Higher-dose vitamin D3 supplementation during pregnancy was associated with modestly higher verbal and visual memory scores among children at age 10 years, according to a post hoc secondary analysis of a randomized clinical trial.
The findings, published in JAMA Network Open, did not show statistically significant differences in estimated intelligence or most other cognitive functions between children whose mothers received higher-dose vs standard-dose vitamin D3 supplementation.
Researchers analyzed data from the blinded, placebo-controlled Copenhagen Prospective Studies on Asthma in Childhood 2010 trial in Denmark. Pregnant patients were randomized at 24 weeks' gestation to receive either an additional 2,400 IU/d of vitamin D3 plus the recommended 400 IU/d dose, for a total of 2,800 IU/d, or standard-dose supplementation of 400 IU/d through 1 week postpartum.
The original 2 × 2 factorial trial was designed to evaluate persistent wheeze or asthma in offspring and also included randomization to fish oil or olive oil supplementation. The cognitive analysis was post hoc and was not prespecified as the trial's primary outcome.
The current analysis included 498 children who completed neurocognitive testing at a mean age of 10 years. The test battery assessed 8 cognitive domains and 11 cognitive functions, including estimated intelligence, processing speed, reaction time, sustained attention, motor speed, verbal and visual memory, verbal and spatial working memory, flexibility or set shift, and planning.
Following adjustment for child sex, age at testing, season of birth, maternal preintervention 25-hydroxyvitamin D level, and concurrent omega-3 fatty acid supplementation, higher-dose vitamin D3 was associated with higher verbal memory and visual memory scores compared with standard-dose supplementation. The effect sizes were modest, at 0.17 SD for verbal memory and 0.24 SD for visual memory; both associations remained statistically significant after false discovery rate correction.
Higher-dose supplementation was also associated with better flexibility or set shift before correction for multiple comparisons, but that finding did not remain statistically significant after false discovery rate correction.
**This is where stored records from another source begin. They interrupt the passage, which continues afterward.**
PR #1049, opened 2019-03-27
JSUI-2424 Manage facets parameter better, prevent error

ThibodeauJF:
https://coveord.atlassian.net/browse/JSUI-2424


src/ui/Base/QueryBuilder.ts
```diff
@@ -282,8 +282,21 @@ export class QueryBuilder {
 
   /**
    * Specifies an array of request for the MLFacet component.
+   * Can not be used at the same time as [`groupByRequests`]{@link QueryBuilder.groupByRequests}
+   * Use the [`addFacetRequest`]{@link QueryBuilder.addFacetRequest} method to define this value
```
samisayegh: Rather than documenting the method to use, I think a better approach would be to make the variable private. This reduces the chance of someone using the class incorrectly. If you need access to the property outside of the class, I would use a getter.

Also, I would initialize to an empty array on 288 to avoid the `if` block on lines 294-296.
To return `undefined`, you could check the length of the array inside the getter. If the length is `0`, then we can return `undefined`.

src/ui/Base/QueryBuilder.ts
```diff
@@ -282,8 +282,21 @@ export class QueryBuilder {
...
    */
-  public facets: IFacetRequest[] = [];
+  public facetRequests: IFacetRequest[] = undefined;
+
+  /**
+   * Defines and adds a value to the [`facetRequests`]{@link QueryBuilder.facetRequests}
+   */
+  public addFacetRequest(facetRequest: IFacetRequest) {
+    if (!this.facetRequests) {
```
samisayegh: Should there be a check here on whether `groupByRequests.length !== 0`? And maybe logging a warning when the condidtion is true saying that the facetRequest will not be added?

At the moment, it is possible to add groupByRequests and facetRequests, with the decision happening when validating on 523. The tricky thing with that condition is it has a hidden preference for groupByRequests that can only be discovered by opening the file and reading the code.

i.e. if we have facetRequests and groupByRequests, `validateGroupBy` will return the groupByRequests.

Also, in the above case, won't `this.facetRequests` return the facetRequests, so both properties are truthy which is invalid?

Now that I think about all this, why not move these restrictions to the API? If both are arrays are populated, use groupBy. Otherwise use the property with the populated array.

src/ui/Base/QueryBuilder.ts
```diff
@@ -282,8 +282,21 @@ export class QueryBuilder {
 
   /**
    * Specifies an array of request for the MLFacet component.
+   * Can not be used at the same time as [`groupByRequests`]{@link QueryBuilder.groupByRequests}
+   * Use the [`addFacetRequest`]{@link QueryBuilder.addFacetRequest} method to define this value
    */
-  public facets: IFacetRequest[] = [];
+  public facetRequests: IFacetRequest[] = undefined;
```
samisayegh: Would a better name for this property be `mlFacetRequests`?

src/ui/Base/QueryBuilder.ts
```diff
@@ -508,18 +521,10 @@ export class QueryBuilder {
   }
 
   private validateGroupBy() {
-    if (!this.groupByRequests.length && this.facets.length) {
+    if (this.facetRequests && !this.groupByRequests.length) {
```
samisayegh: What does this condition mean for a page using both the old and new facets? i.e. if we have `groupByRequests` and `facetRequests` Or will we be telling clients they cannot mix?

ThibodeauJF:
I will make it so that an empty array for facet or groupBy -> will set the corresponding value in the query to undefined

src/ui/Base/QueryBuilder.ts
```diff
@@ -354,8 +356,8 @@ export class QueryBuilder {
       sortField: this.sortField,
       queryFunctions: this.queryFunctions,
       rankingFunctions: this.rankingFunctions,
-      groupBy: this.validateGroupBy(),
-      facets: this.validateFacets(),
+      groupBy: this.groupBy,
```
olamothe: So, right now, I'm thinking that this would fails in the Search API if both `groupBy` and `facets` if it's a bad request, which is okay.
And could potentially become a "correct" request in the future, which is also the goal of this change, if I remember correctly.

Now, we should think about handling that properly in the error message component.

Can we do anything to help display a meaningful error message when a bad request come back from the API for this error ?
So that we don't get maintenance case request when those errors happens ?

ThibodeauJF: The error returned by the SearchAPI looks descriptive enough in the browser console. Should we make our own on top of it?
Screen Shot 2019-03-28 at 7 05 45 PM

src/ui/ErrorReport/ErrorReport.ts
```diff
@@ -247,6 +247,12 @@ export class ErrorReport extends Component {
         this.setErrorTitle(l('CannotAccess', this.organizationId), l('InvalidToken'));
         break;
 
+      case 'GroupByAndFacetBothExistingException':
+        this.options.showDetailedError = false;
+        // TODO: add MLFacet documentation
+        this.setErrorTitle(undefined, l('CannotUseBothFacetTypes'));
```
fbeaudoincoveo: Suggestion:

errorName could be something along those lines: `GroupByAndFacetRequestsCannotCoexist`
helpSuggestion string could be: `The query is invalid because it contains both Group By and Facet requests. Ensure that the search interface does not initialize MLFacet components alongside Facet components, or any component extending the Facet component, such as FacetRange or FacetSlider).`

ThibodeauJF: Great!

src/ui/MLFacet/MLFacet.ts
```diff
@@ -167,11 +167,7 @@ export class MLFacet extends Component {
 
     const facetResponse = findWhere(data.results.facets, { field: this.fieldName });
 
-    if (!facetResponse) {
-      this.fieldDoesNotExistError();
-    }
-
-    this.onQueryResponse(facetResponse.values);
+    this.onQueryResponse(facetResponse ? facetResponse.values : []);
```
samisayegh: Under what condition(s) would we not get a response?

unitTests/ui/QueryBuilderTest.ts
```diff
@@ -174,5 +176,39 @@ export function QueryBuilderTest() {
     it('should be able to detect if no end user keywords exist in either the basic or long expression', () => {
       expect(queryBuilder.containsEndUserKeywords()).toBeFalsy();
     });
+
+    it('should have facets undefined if none have been added', () => {
+      expect(queryBuilder.build().facets).toBeUndefined();
+    });
+
+    it('should have facets undefined if none have been added', () => {
```
samisayegh: This test looks to be a duplicate of the one on line 180.

unitTests/ui/QueryBuilderTest.ts
```diff
@@ -174,5 +176,39 @@ export function QueryBuilderTest() {
...
+
+      beforeEach(() => {
+        queryBuilder.facetRequests.push(facetRequest);
+      });
+
+      it('should add the facets parameter correctly', () => {
+        expect(queryBuilder.build().facets).toEqual([facetRequest]);
+      });
+
+      it(`if groupByRequests is empty
```
samisayegh: Since adding the groupBy request to the queryBuilder no longer depends on the facet request array (and vice-versa), this test and the one on line 205 can be moved out of the `describe` to better reflect the behaviour.

src/ui/MLFacet/MLFacet.ts
ThibodeauJF: Facet is not relevant anymore
Facet has no values and selection
Not having the facet in the response would hide it in the UI

unitTests/ui/QueryBuilderTest.ts
ThibodeauJF: How?????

No statistically significant differences were found for estimated intelligence, processing speed, reaction time, sustained attention, motor speed, verbal working memory, spatial working memory, or planning.
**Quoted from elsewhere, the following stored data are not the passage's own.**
PR #1051, opened 2019-04-01
JSUI-2414 Implement show more/less feature & style components

ThibodeauJF:
I'm about to come up with some UTs for this
https://coveord.atlassian.net/browse/JSUI-2414

### DIFF
--- a/sass/MLFacet/_MLFacetValues.scss
+++ b/sass/MLFacet/_MLFacetValues.scss
@@ -51,22 +51,13 @@ $active-text-opacity: 0.6;
 
 .coveo-ml-facet-show-more,
 .coveo-ml-facet-show-less {
+  @include linkButton();
+
   width: 100%;
   text-align: left;
   margin-top: 2px;
   padding: 3px 0;
-  background: none;
-  border: none;
   font-size: $font-size-regular;
-  cursor: pointer;
-
-  &:hover {
-    text-decoration: underline;
-  }
-}
-
-.coveo-ml-facet-show-more {
-  color: $color-vibrant-blue;
 }
 
 .coveo-ml-facet-show-less {
--- a/sass/MLFacet/_MLFacetValues.scss
+++ b/sass/MLFacet/_MLFacetValues.scss
@@ -26,6 +26,7 @@ $active-text-opacity: 0.6;
     white-space: nowrap;
     text-overflow: ellipsis;
     overflow: hidden;
+    line-height: 1.2em;
   }
 
   .coveo-checkbox-span-label-suffix {
@@ -46,4 +47,28 @@ $active-text-opacity: 0.6;
       opacity: $active-text-opacity;
     }
   }
+}
+
+.coveo-ml-facet-show-more,
+.coveo-ml-facet-show-less {
+  width: 100%;
+  text-align: left;
+  margin-top: 2px;
+  padding: 3px 0;
+  background: none;
+  border: none;
+  font-size: $font-size-regular;
+  cursor: pointer;
+
+  &:hover {
+    text-decoration: underline;
+  }
+}
+
+.coveo-ml-facet-show-more {
+  color: $color-vibrant-blue;
+}
+
+.coveo-ml-facet-show-less {
+  color: $color-dark-grey;
 }
--- a/src/controllers/MLFacetQueryController.ts
+++ b/src/controllers/MLFacetQueryController.ts
@@ -5,10 +5,18 @@ import { IFacetRequest, IFacetRequestValue } from '../rest/Facet/FacetRequest';
 import { FacetSortCriteria } from '../rest/Facet/FacetSortCriteria';
 
 export class MLFacetQueryController {
-  public numberOfValuesToRequest: number;
+  private numberOfValuesToRequest: number;
 
-  constructor(public facet: MLFacet) {
-    this.numberOfValuesToRequest = facet.options.numberOfValues;
+  constructor(private facet: MLFacet) {
+    this.resetNumberOfValuesToRequest();
+  }
+
+  public increaseNumberOfValuesToRequest() {
+    this.numberOfValuesToRequest += this.facet.options.numberOfValues;
+  }
+
+  public resetNumberOfValuesToRequest() {
+    this.numberOfValuesToRequest = this.facet.options.numberOfValues;
   }
 
   /**
--- a/src/controllers/MLFacetQueryController.ts
+++ b/src/controllers/MLFacetQueryController.ts
@@ -11,8 +11,8 @@ export class MLFacetQueryController {
     this.resetNumberOfValuesToRequest();
   }
 
-  public increaseNumberOfValuesToRequest() {
-    this.numberOfValuesToRequest += this.facet.options.numberOfValues;
+  public increaseNumberOfValuesToRequest(additionalNumberOfValues: number) {
+    this.numberOfValuesToRequest += additionalNumberOfValues;
   }
 
   public resetNumberOfValuesToRequest() {
--- a/src/controllers/MLFacetQueryController.ts
+++ b/src/controllers/MLFacetQueryController.ts
@@ -5,7 +5,11 @@ import { IFacetRequest, IFacetRequestValue } from '../rest/Facet/FacetRequest';
 import { FacetSortCriteria } from '../rest/Facet/FacetSortCriteria';
 
 export class MLFacetQueryController {
-  constructor(public facet: MLFacet) {}
+  public numberOfValuesToRequest: number;
+
+  constructor(public facet: MLFacet) {
+    this.numberOfValuesToRequest = facet.options.numberOfValues;
+  }
 
   /**
    * Build the facets request for the MLFacet, and insert it in the query builder
@@ -18,7 +22,7 @@ export class MLFacetQueryController {
       field: this.facet.fieldName,
       sortCriteria: this.facet.options.sortCriteria as FacetSortCriteria,
       currentValues: this.currentValues,
-      numberOfValues: this.facet.options.numberOfValues, // TODO: manage more/less
+      numberOfValues: this.numberOfValuesToRequest,
       isSticky: false // TODO: manage isSticky
     };
 
--- a/src/ui/MLFacet/MLFacet.ts
+++ b/src/ui/MLFacet/MLFacet.ts
@@ -255,7 +255,8 @@ export class MLFacet extends Component {
    */
   public showMoreValues(): void {
     this.ensureDom();
-    this.logger.info('Show more values', this.mLFacetQueryController.increaseNumberOfValuesToRequest());
+    this.logger.info('Show more values');
+    this.mLFacetQueryController.increaseNumberOfValuesToRequest();
     this.triggerNewQuery();
   }
 
@@ -266,7 +267,8 @@ export class MLFacet extends Component {
    */
   public showLessValues(): void {
     this.ensureDom();
-    this.logger.info('Show less values', this.mLFacetQueryController.resetNumberOfValuesToRequest());
+    this.logger.info('Show less values');
+    this.mLFacetQueryController.resetNumberOfValuesToRequest();
     this.triggerNewQuery();
   }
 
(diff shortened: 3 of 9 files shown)


src/ui/MLFacet/MLFacet.ts
```diff
@@ -248,6 +247,28 @@ export class MLFacet extends Component {
     this.handleFacetValuesChanged();
   }
 
+  /**
+   * Requests an additional amount of values equal to the [`number of values`]{@link MLFacet.options.numberOfValues}.
```
fbeaudoincoveo: Suggestion:

> Requests up to [`numberOfValues`]{@link MLFacet.options.numberOfValues} additional facet values.
>
> Automatically triggers a query.

src/ui/MLFacet/MLFacet.ts
```diff
@@ -248,6 +247,28 @@ export class MLFacet extends Component {
...
+
+  /**
+   * Reduce the amount of values down to the [`number of values`]{@link MLFacet.options.numberOfValues}.
+   *
+   * Does trigger a query automatically.
+   */
+  public showLessValues(): void {
+    this.ensureDom();
+    this.logger.info('Show less values', (this.mLFacetQueryController.numberOfValuesToRequest = this.options.numberOfValues));
+    this.triggerNewQuery();
```
fbeaudoincoveo: Do we really need to trigger a query when requesting fewer values?

src/ui/MLFacet/MLFacet.ts
```diff
@@ -248,6 +247,28 @@ export class MLFacet extends Component {
...
+   * Does trigger a query automatically.
+   */
+  public showMoreValues(): void {
+    this.ensureDom();
+    this.logger.info('Show more values', (this.mLFacetQueryController.numberOfValuesToRequest += this.options.numberOfValues));
+    this.triggerNewQuery();
+  }
+
+  /**
+   * Reduce the amount of values down to the [`number of values`]{@link MLFacet.options.numberOfValues}.
```
fbeaudoincoveo: Reduces the number of displayed facet values down to [`numberOfValues`]{@link MLFacet.options.numberOfValues}.

src/ui/MLFacet/MLFacet.ts
```diff
@@ -113,10 +113,9 @@ export class MLFacet extends Component {
      *
      * **Minimum:** `0`
      *
-     * **Default:** `undefined`, and the default Search API value (`8`)
-     * is used.
+     * **Default:** `8`, which is the same as the Search API default value (`8`).
```
fbeaudoincoveo: If we enforce a default value in the UI, we might as well remove "`, which is the same as the Search API default value (`8`).

src/ui/MLFacet/MLFacet.ts
```diff
@@ -113,10 +113,9 @@ export class MLFacet extends Component {
      *
```
fbeaudoincoveo: I'd update this description as follows:

> The number of values to request for this facet.
>
> Also determines the maximum number of additional values to request each time this facet is expanded, and the maximum number of values to display when this facet is collapsed (see [`enableCollapse`]{@link MLFacet.options.enableCollapse}).
>
> **Default:** `8`

src/ui/MLFacet/MLFacet.ts
```diff
@@ -248,6 +247,28 @@ export class MLFacet extends Component {
...
   }
 
+  /**
+   * Requests an additional amount of values equal to the [`number of values`]{@link MLFacet.options.numberOfValues}.
+   *
+   * Does trigger a query automatically.
+   */
+  public showMoreValues(): void {
+    this.ensureDom();
+    this.logger.info('Show more values', (this.mLFacetQueryController.numberOfValuesToRequest += this.options.numberOfValues));
```
samisayegh: I think it would make sense to add methods on the controller class `increaseNumberOfValuesToRequest()`, `decreaseNumberOfValuesToRequest` to keep the logic more encapsulated.

src/controllers/MLFacetQueryController.ts
```diff
@@ -5,7 +5,11 @@ import { IFacetRequest, IFacetRequestValue } from '../rest/Facet/FacetRequest';
 import { FacetSortCriteria } from '../rest/Facet/FacetSortCriteria';
 
 export class MLFacetQueryController {
-  constructor(public facet: MLFacet) {}
+  public numberOfValuesToRequest: number;
```
samisayegh: If we encapsulate the logic to change this value as per my comment below, this could become a `private` property

src/ui/MLFacet/MLFacet.ts
```diff
@@ -292,9 +313,9 @@ export class MLFacet extends Component {
       return this.notImplementedError();
     }
 
-    const facetResponse = findWhere(data.results.facets, { field: this.fieldName });
+    const { values = [], moreValuesAvailable = false } = findWhere(data.results.facets, { field: this.fieldName });
 
-    this.onQueryResponse(facetResponse ? facetResponse.values : []);
+    this.onQueryResponse(values, moreValuesAvailable);
```
samisayegh: I think it is nicer to pass the entire response object, and deconstruct inside the `onQueryResponse` rather than deconstructing outside, and adding a second argument.

src/ui/MLFacet/MLFacet.ts
```diff
@@ -366,9 +387,9 @@ export class MLFacet extends Component {
     this.updateAppearance();
   }
 
-  private onQueryResponse(values: IFacetResponseValue[]) {
+  private onQueryResponse(values: IFacetResponseValue[], moreValuesAvailable: boolean) {
     this.header.hideLoading();
-    this.values.createFromResults(values);
+    this.values.createFromResults(values, moreValuesAvailable);
```
samisayegh: Similarly here, would it be better to pass the response? If so, renaming to `createResultsFromResponse` might also be good.

src/ui/MLFacet/MLFacetValues/MLFacetValues.ts
```diff
@@ -26,6 +29,10 @@ export class MLFacetValues {
     );
   }
 
+  public get length() {
```
samisayegh: Would `numOfValues` be a better name?

src/ui/MLFacet/MLFacetValues/MLFacetValues.ts
```diff
@@ -38,16 +45,20 @@ export class MLFacetValues {
...
   }
 
-  public isEmpty() {
-    return !this.facetValues.length;
+  public get isEmpty() {
+    return !this.length;
+  }
+
+  public get isExpanded() {
+    return this.length > this.facet.options.numberOfValues;
```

The mean estimated intelligence score was similar between groups, at about 108 in both the higher-dose and standard-dose groups. Among the 11 cognitive functions assessed, only the two memory measures remained significantly associated with supplementation after correction for multiple comparisons.
Two prior analyses of the same COPSAC2010 cohort found no effect of prenatal higher-dose vitamin D3 supplementation on neurodevelopment from birth to age 6 years and no effect on neurodevelopmental disorders at age 10 years.
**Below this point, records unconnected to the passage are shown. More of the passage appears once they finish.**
PR #1055, opened 2019-04-02
JSUI-2415 Add Collapse/Expand Facet Values Functionality

ThibodeauJF:

### DIFF
--- a/src/ui/MLFacet/MLFacet.ts
+++ b/src/ui/MLFacet/MLFacet.ts
@@ -310,7 +310,7 @@ export class MLFacet extends Component {
   }
 
   /**
-   * Expands the facet. Displays all values.
+   * Expands the facet, displaying all of its currently fetched values.
    */
   public expand() {
     this.ensureDom();
@@ -320,7 +320,7 @@ export class MLFacet extends Component {
   }
 
   /**
-   * Collapses the facet. Only displays selected values.
+   * Collapses the facet, displaying only its currently selected values.
    */
   public collapse() {
     this.ensureDom();
--- a/src/ui/MLFacet/MLFacet.ts
+++ b/src/ui/MLFacet/MLFacet.ts
@@ -302,10 +302,16 @@ export class MLFacet extends Component {
     this.updateQueryStateModel();
   }
 
+  /**
+   * Collapses or expands the facet depending on it's current state.
+   */
   public toggleCollapse() {
     this.isCollapsed ? this.expand() : this.collapse();
   }
 
+  /**
+   * Expands the facet. Displays all values.
+   */
   public expand() {
     this.ensureDom();
     this.logger.info('Expand facet values');
@@ -313,6 +319,9 @@ export class MLFacet extends Component {
     this.updateAppearance();
   }
 
+  /**
+   * Collapses the facet. Only displays selected values.
+   */
   public collapse() {
     this.ensureDom();
     this.logger.info('Collapse facet values');
--- a/src/ui/MLFacet/MLFacet.ts
+++ b/src/ui/MLFacet/MLFacet.ts
@@ -148,6 +148,7 @@ export class MLFacet extends Component {
   private includedAttributeId: string;
   private listenToQueryStateChange = true;
   private header: MLFacetHeader;
+  private isCollapsed: boolean;
   public values: MLFacetValues;
 
   /**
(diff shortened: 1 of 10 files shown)


src/ui/MLFacet/MLFacetHeader/MLFacetHeader.ts
```diff
@@ -10,18 +10,19 @@ import { MLFacetHeaderCollapseToggle } from './MLFacetHeaderCollapseToggle';
...
   constructor(private facet: MLFacet) {
     this.element = $$('div', { className: 'coveo-ml-facet-header' }).el;
-    const titleElement = this.createTitle();
-    $$(this.element).append(titleElement);
+    this.title = this.createTitle();
+    $$(this.element).append(this.title.el);
     $$(this.element).append(this.createWaitAnimation());
     $$(this.element).append(this.createClearButton());
-    this.facet.options.enableCollapse && $$(this.element).append(this.createCollapseToggle());
+    this.facet.options.enableCollapse && this.enableCollapse();
```
olamothe: There should be a top level function on the ML facet component available, to allow to expand and collapse.

This is so that clients that want to control this behaviour don't have to use the dirty trick of targeting the css class and simulating a "click" on the element.

Another way to look at it: it should be possible to test or play with the functionality in it's entirety in your unit tests, without having to always simulate end user click.

If you are able to do that, then it means that if we have clients or PS that want to control stuff in the facet, such as collapse and expand, they will be able to do so easily using the API/programmatically. The UT are now testing for bugs as well as the general "API" of the component.

Testing and simulating end user click is still worthwhile, but should not be the main way you interact with the component in your tests.

Try to think of all the plugins/widget/library you've used in the past.
For example, in google map : 

Of course, the standard way to pan or zoom the map using the mouse. 
But you can be 100% sure that there is a function available in the google map widget to pan/zoom the map using only code, so that people doing integration can create more easily on top of it.

This comment applies to the component as a whole, for all it's functionality.

ThibodeauJF: ✅

src/ui/MLFacet/MLFacet.ts
```diff
@@ -293,12 +295,31 @@ export class MLFacet extends Component {
...
   public reset() {
     this.ensureDom();
+    this.logger.info('Deselect all values');
     this.values.clearAll();
     this.values.render();
     this.updateAppearance();
     this.updateQueryStateModel();
   }
 
+  public toggleCollapse() {
```
olamothe: Reminder that these should be documented.
Does not have to be part of this PR.

src/ui/MLFacet/MLFacet.ts
```diff
@@ -293,12 +295,40 @@ export class MLFacet extends Component {
...
   public reset() {
     this.ensureDom();
+    this.logger.info('Deselect all values');
     this.values.clearAll();
     this.values.render();
     this.updateAppearance();
     this.updateQueryStateModel();
   }
 
+  /**
```
ThibodeauJF: @fbeaudoincoveo 
Only this part 😁

src/ui/MLFacet/MLFacet.ts
```diff
@@ -293,12 +295,40 @@ export class MLFacet extends Component {
...
+   * Collapses or expands the facet depending on it's current state.
```
fbeaudoincoveo: > Collapses or expands this facet depending on its current state.
>
> See the [`collapse()`]{@link MLFacet.collapse} and [`expand()`]{@link MLFacet.expand} methods.

src/ui/MLFacet/MLFacet.ts
```diff
@@ -293,12 +295,40 @@ export class MLFacet extends Component {
...
+   */
+  public toggleCollapse() {
+    this.isCollapsed ? this.expand() : this.collapse();
+  }
+
+  /**
+   * Expands the facet. Displays all values.
```
fbeaudoincoveo: About _displays all values_, would _displays all currently fetched values_ be more accurate?

If so, here's a rephrased suggestion:

> Expands the facet, displaying all of its currently fetched values.

src/ui/MLFacet/MLFacet.ts
```diff
@@ -293,12 +295,40 @@ export class MLFacet extends Component {
...
+   */
+  public expand() {
+    this.ensureDom();
+    this.logger.info('Expand facet values');
+    this.isCollapsed = false;
+    this.updateAppearance();
+  }
+
+  /**
+   * Collapses the facet. Only displays selected values.
```
fbeaudoincoveo: > Collapses the facet, displaying only its currently selected values.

In secondary observational analyses, maternal 25-hydroxyvitamin D levels measured at 24 weeks' gestation were not associated with verbal or visual memory. The researchers noted that the discrepancy between the supplementation findings and the measured-level analyses may reflect differences in exposure timing or residual confounding.
Analyses based on postpartum 25-hydroxyvitamin D levels of 40 ng/mL or higher vs less than 40 ng/mL also did not identify a threshold associated with improved cognitive outcomes. About 58% of children in the higher-dose group had mothers who reached postpartum concentrations of 40 ng/mL or higher; the researchers noted that limited exposure contrast may have contributed to the lack of a clear threshold.
Sensitivity analyses found no statistically significant interactions by child sex, maternal preintervention vitamin D status, child vitamin D levels at 6 months or 6 years, or concurrent omega-3 fatty acid supplementation. In analyses restricted to children without attention-deficit/hyperactivity disorder, the associations with verbal and visual memory persisted; however, interaction testing was not statistically significant, limiting interpretation of this subgroup finding. Analyses by autism spectrum disorder status were limited by the small number of children with autism spectrum disorder.
The researchers noted several limitations, including the post hoc and non-prespecified nature of the analysis, multiple cognitive comparisons, and the fact that the trial was not originally powered for cognitive outcomes. The cohort was predominantly White and relatively vitamin D sufficient, with median maternal preintervention 25-hydroxyvitamin D levels above 30 ng/mL, which may limit generalizability to more diverse or vitamin D–deficient populations. Supplementation also began at 24 weeks' gestation, so the findings do not address earlier prenatal exposure.
In the Discussion, the researchers wrote that the findings, together with existing evidence, support recommendations for increasing routine antenatal vitamin D dosing, while noting that the cognitive analysis was post hoc, non-prespecified, and limited to modest associations in memory measures.
The authors noted that the cohort's relatively high baseline vitamin D levels may have constrained the observed effects, which "may lead to underestimation of associations in more deficient populations," wrote lead study author Olivia Frigast Frederiksen, BSc, of Copenhagen Prospective Studies on Asthma in Childhood, Herlev and Gentofte Hospital, University of Copenhagen, and colleagues.
Disclosures can be found in the study.